» **WHAT TO PRODUCE**
Each entry must be output once more without any change.

Stored data:
PR #191, opened 2021-04-15
Use new dockerfile for dev php-fpm

danieltharp:
I goofed. This should've been part of #190. Dev is currently on the old monolithic config and I think it's causing the current errors we're seeing.

### DIFF
--- a/install/aws/dev/docker/php-fpm/Dockerfile
+++ b/install/aws/dev/docker/php-fpm/Dockerfile
@@ -46,7 +46,7 @@ RUN apk add --update --no-cache \
 # Install the Wikijump repository
 WORKDIR /var/www
 
-    git clone \
+RUN git clone \
         --depth 10 \
         --branch "${WIKIJUMP_REPO_BRANCH}" \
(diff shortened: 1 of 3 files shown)


install/aws/dev/docker/php-fpm/Dockerfile
```diff
@@ -34,74 +32,65 @@ RUN apk add --update --no-cache \
...
+    /src/setup-memcached.sh
 
 # Install the Wikijump repository
 WORKDIR /var/www
-RUN git clone \
-    --depth 10 \
-    --branch "${WIKIJUMP_REPO_BRANCH}" \
-    "${WIKIJUMP_REPO}" "${WIKIJUMP_REPO_DIR}"
+
+    git clone \
```
emmiegit: No `RUN`? This isn't a continuation of a previous command, this seems like an error.

danieltharp: You're right, the `RUN` statement was on a local-only line, thanks.

emmiegit (approved):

» **SOLUTION TO THE PROBLEM**
PR #191, opened 2021-04-15
Use new dockerfile for dev php-fpm

danieltharp:
I goofed. This should've been part of #190. Dev is currently on the old monolithic config and I think it's causing the current errors we're seeing.

### DIFF
--- a/install/aws/dev/docker/php-fpm/Dockerfile
+++ b/install/aws/dev/docker/php-fpm/Dockerfile
@@ -46,7 +46,7 @@ RUN apk add --update --no-cache \
 # Install the Wikijump repository
 WORKDIR /var/www
 
-    git clone \
+RUN git clone \
         --depth 10 \
         --branch "${WIKIJUMP_REPO_BRANCH}" \
(diff shortened: 1 of 3 files shown)


install/aws/dev/docker/php-fpm/Dockerfile
```diff
@@ -34,74 +32,65 @@ RUN apk add --update --no-cache \
...
+    /src/setup-memcached.sh
 
 # Install the Wikijump repository
 WORKDIR /var/www
-RUN git clone \
-    --depth 10 \
-    --branch "${WIKIJUMP_REPO_BRANCH}" \
-    "${WIKIJUMP_REPO}" "${WIKIJUMP_REPO_DIR}"
+
+    git clone \
```
emmiegit: No `RUN`? This isn't a continuation of a previous command, this seems like an error.

danieltharp: You're right, the `RUN` statement was on a local-only line, thanks.

emmiegit (approved):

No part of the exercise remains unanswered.